Copy verbatim the block of lines in the entries below whose first line contains "the io.ReaderFrom interface." and whose last line contains "func (s *ObjectID) ReadFrom(r". Leave out all other lines.

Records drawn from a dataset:
####################

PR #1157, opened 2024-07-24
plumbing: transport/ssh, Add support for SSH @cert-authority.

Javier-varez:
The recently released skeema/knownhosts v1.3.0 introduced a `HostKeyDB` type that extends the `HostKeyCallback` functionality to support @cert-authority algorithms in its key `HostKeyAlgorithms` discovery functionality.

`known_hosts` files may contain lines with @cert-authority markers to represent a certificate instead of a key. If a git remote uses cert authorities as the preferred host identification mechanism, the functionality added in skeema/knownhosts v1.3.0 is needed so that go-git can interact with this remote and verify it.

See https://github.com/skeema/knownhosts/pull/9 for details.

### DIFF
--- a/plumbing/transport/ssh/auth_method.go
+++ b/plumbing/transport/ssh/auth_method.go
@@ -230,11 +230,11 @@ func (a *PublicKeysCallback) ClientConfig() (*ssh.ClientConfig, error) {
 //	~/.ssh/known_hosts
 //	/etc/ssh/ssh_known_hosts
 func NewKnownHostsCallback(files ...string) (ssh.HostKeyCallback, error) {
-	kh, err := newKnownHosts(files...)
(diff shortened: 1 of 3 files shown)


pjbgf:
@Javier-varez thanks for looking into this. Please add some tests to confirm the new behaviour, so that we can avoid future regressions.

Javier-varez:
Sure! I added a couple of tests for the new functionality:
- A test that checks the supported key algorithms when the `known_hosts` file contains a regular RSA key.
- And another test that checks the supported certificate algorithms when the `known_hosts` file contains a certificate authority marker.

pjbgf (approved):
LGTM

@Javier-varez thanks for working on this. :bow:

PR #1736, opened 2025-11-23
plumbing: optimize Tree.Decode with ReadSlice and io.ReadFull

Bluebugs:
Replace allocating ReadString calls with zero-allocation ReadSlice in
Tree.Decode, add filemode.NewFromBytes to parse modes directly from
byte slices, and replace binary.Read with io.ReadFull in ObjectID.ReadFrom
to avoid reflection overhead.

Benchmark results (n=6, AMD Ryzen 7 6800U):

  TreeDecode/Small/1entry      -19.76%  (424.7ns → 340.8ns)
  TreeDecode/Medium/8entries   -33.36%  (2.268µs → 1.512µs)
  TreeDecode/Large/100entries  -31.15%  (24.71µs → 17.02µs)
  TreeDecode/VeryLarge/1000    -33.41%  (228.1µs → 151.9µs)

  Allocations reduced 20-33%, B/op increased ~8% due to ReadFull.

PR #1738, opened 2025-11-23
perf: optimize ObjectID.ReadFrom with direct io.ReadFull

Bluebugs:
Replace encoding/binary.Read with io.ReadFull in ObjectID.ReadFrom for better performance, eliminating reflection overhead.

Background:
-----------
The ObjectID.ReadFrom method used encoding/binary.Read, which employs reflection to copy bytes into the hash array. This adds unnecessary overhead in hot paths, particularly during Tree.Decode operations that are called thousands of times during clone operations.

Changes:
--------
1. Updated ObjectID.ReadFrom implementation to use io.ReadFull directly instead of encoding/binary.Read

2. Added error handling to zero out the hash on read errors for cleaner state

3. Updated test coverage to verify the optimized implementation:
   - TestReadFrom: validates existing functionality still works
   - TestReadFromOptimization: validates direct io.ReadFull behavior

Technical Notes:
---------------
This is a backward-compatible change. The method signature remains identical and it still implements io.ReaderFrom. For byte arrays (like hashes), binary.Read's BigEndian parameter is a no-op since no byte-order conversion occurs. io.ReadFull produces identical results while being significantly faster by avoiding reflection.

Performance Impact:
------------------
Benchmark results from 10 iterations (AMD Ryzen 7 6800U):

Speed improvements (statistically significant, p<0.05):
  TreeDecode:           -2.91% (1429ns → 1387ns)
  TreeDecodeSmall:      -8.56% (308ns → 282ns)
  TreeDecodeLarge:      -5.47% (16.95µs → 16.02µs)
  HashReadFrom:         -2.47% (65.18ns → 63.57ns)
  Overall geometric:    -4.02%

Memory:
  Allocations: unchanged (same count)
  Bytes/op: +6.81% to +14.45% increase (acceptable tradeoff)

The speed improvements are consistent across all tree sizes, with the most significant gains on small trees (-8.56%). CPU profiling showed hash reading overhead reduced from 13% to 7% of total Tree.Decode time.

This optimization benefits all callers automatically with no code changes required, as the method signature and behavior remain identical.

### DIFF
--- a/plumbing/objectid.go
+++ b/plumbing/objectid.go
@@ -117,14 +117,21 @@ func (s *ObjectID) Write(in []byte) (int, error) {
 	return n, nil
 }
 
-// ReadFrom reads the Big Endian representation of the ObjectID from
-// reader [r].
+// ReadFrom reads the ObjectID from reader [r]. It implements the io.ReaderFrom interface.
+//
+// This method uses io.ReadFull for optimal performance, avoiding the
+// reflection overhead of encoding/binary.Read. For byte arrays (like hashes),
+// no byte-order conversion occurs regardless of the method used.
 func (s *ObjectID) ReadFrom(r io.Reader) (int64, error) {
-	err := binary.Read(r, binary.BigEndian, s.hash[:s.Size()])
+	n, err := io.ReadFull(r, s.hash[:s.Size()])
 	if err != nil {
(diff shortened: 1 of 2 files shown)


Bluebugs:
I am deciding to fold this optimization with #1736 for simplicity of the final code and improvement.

####################

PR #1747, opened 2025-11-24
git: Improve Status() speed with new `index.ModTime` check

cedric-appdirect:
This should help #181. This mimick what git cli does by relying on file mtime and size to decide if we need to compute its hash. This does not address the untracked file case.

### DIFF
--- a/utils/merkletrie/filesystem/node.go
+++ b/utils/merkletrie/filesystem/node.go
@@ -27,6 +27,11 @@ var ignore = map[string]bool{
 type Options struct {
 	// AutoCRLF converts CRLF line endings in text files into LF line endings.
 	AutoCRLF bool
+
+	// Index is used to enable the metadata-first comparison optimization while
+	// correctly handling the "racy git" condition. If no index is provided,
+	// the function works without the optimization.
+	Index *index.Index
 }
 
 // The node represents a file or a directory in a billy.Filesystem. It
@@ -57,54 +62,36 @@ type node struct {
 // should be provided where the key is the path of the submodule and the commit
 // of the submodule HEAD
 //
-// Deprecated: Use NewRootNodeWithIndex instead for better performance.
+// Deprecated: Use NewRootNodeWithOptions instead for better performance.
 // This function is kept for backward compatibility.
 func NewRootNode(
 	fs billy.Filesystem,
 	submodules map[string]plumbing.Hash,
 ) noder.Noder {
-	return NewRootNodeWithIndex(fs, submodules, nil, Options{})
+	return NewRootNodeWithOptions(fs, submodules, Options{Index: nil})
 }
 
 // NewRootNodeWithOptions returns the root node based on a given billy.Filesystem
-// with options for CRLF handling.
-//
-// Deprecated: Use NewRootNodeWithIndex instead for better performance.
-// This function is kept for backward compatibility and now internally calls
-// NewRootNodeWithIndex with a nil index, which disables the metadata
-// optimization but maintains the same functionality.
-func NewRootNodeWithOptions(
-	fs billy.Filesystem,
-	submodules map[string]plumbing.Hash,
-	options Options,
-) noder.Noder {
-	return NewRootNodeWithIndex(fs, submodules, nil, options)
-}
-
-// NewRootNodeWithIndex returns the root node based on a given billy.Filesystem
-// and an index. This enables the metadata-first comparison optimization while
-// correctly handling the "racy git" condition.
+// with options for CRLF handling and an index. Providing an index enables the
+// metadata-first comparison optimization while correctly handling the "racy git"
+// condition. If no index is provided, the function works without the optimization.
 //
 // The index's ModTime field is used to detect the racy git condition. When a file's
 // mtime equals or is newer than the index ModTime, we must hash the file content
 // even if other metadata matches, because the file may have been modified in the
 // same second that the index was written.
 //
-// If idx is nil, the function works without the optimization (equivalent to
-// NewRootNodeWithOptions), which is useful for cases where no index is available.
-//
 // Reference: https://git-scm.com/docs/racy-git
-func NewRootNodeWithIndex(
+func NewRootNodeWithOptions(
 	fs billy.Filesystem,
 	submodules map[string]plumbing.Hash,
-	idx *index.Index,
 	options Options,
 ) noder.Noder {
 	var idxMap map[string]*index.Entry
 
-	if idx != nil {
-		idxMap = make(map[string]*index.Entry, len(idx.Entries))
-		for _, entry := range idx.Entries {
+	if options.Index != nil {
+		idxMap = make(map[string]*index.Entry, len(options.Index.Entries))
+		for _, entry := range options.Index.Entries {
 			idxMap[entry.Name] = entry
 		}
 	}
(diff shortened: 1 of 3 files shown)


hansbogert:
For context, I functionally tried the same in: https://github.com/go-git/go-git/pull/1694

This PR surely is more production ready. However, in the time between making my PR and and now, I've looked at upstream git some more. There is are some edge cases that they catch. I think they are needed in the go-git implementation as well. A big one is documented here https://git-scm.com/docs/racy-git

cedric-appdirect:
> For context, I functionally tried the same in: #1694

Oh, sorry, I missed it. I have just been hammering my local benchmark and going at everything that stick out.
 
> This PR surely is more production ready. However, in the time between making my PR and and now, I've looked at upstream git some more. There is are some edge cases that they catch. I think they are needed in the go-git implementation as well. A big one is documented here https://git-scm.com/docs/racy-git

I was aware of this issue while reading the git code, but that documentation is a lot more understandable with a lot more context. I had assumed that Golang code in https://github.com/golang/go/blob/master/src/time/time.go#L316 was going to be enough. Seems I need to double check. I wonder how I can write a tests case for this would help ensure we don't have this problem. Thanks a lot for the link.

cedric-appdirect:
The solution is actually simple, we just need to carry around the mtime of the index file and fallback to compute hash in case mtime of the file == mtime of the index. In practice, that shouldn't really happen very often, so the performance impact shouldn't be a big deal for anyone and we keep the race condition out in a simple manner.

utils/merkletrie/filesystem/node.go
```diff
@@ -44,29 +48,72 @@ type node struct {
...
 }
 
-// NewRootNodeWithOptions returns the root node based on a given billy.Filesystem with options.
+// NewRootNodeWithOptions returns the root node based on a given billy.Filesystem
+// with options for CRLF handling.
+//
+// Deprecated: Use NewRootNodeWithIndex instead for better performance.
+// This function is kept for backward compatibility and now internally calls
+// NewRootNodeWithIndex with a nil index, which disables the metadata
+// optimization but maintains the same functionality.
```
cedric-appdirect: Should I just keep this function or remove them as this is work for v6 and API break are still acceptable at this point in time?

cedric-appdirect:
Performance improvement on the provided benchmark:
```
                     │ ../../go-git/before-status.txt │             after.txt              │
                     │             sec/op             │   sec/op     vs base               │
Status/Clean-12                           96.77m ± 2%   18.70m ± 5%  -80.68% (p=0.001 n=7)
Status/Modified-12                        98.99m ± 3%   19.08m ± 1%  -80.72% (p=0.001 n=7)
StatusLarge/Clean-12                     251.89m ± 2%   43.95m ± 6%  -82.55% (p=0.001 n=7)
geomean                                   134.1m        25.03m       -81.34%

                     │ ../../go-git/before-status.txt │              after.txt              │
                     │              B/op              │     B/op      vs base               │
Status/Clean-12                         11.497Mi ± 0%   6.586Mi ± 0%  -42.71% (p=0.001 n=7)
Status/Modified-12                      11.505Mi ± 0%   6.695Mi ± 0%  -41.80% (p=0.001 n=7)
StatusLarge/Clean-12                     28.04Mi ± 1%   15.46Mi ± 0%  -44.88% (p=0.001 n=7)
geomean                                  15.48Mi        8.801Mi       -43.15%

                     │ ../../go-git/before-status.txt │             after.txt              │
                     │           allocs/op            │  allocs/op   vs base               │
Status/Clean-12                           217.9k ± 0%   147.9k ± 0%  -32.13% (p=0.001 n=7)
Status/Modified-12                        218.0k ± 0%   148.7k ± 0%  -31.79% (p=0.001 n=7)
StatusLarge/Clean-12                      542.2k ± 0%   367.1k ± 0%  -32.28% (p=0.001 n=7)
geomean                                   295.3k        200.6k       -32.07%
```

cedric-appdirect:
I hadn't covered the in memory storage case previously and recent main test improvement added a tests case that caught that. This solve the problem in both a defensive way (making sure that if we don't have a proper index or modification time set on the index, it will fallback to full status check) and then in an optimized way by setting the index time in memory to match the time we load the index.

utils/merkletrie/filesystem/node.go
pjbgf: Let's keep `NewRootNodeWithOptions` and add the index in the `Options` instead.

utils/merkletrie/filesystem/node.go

####################

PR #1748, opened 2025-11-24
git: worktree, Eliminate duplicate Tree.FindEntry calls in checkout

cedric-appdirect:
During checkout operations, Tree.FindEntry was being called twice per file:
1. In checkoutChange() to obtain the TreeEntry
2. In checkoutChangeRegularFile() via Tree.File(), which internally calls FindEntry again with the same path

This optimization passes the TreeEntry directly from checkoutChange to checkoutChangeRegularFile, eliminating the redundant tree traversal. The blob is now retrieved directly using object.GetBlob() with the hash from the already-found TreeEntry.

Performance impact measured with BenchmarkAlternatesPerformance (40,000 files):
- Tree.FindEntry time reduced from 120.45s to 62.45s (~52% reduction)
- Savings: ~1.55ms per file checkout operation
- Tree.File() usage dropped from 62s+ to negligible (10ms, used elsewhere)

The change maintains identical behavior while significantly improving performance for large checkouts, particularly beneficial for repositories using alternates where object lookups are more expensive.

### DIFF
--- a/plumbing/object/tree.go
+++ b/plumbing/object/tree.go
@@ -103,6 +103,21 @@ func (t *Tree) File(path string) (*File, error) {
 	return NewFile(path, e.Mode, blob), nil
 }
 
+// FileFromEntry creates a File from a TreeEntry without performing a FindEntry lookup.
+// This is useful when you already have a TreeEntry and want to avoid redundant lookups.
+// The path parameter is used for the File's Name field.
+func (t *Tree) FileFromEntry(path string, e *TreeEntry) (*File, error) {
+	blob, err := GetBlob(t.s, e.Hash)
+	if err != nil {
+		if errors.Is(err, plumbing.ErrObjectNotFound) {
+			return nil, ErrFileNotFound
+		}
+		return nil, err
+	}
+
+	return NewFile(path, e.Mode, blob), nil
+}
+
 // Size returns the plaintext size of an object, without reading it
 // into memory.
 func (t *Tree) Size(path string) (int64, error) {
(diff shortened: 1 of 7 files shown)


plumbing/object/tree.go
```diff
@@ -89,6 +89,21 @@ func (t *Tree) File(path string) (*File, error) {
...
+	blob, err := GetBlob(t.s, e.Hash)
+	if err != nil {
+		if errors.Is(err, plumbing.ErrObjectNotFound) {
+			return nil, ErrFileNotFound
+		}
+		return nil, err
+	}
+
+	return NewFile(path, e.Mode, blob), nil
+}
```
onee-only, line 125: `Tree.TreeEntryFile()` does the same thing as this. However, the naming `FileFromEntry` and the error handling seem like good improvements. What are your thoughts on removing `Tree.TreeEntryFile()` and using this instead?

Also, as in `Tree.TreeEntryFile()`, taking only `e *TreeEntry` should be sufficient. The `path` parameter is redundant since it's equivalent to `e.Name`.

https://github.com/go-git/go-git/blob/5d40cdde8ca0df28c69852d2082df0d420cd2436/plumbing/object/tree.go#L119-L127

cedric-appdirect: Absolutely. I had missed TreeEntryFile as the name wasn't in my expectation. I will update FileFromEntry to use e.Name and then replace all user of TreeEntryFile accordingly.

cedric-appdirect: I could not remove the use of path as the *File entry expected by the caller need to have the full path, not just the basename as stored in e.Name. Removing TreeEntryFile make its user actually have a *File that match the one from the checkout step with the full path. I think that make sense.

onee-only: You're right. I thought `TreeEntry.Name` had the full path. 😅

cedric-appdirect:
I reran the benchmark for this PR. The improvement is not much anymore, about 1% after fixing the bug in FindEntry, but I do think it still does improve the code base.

####################

REPLY:
+// ReadFrom reads the ObjectID from reader [r]. It implements the io.ReaderFrom interface.
+//
+// This method uses io.ReadFull for optimal performance, avoiding the
+// reflection overhead of encoding/binary.Read. For byte arrays (like hashes),
+// no byte-order conversion occurs regardless of the method used.
 func (s *ObjectID) ReadFrom(r io.Reader) (int64, error) {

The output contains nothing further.